Action item. Only what runs from the line with "Want to see if this fails on Jenkins too." to the final line of the records below should be given again, word for word.

Saved entries:
▬▬▬

PR #1423, opened 2022-10-31
Enabling test for bug 57987

rjrudin:
Want to see if this fails on Jenkins too.

Also improved mjsTransform test to include a write() call.


rjrudin:
Closing, just wanted to verify that this fails on Jenkins too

▬▬▬

Answer section.
Want to see if this fails on Jenkins too.

Also improved mjsTransform test to include a write() call.


rjrudin:
Closing, just wanted to verify that this fails on Jenkins too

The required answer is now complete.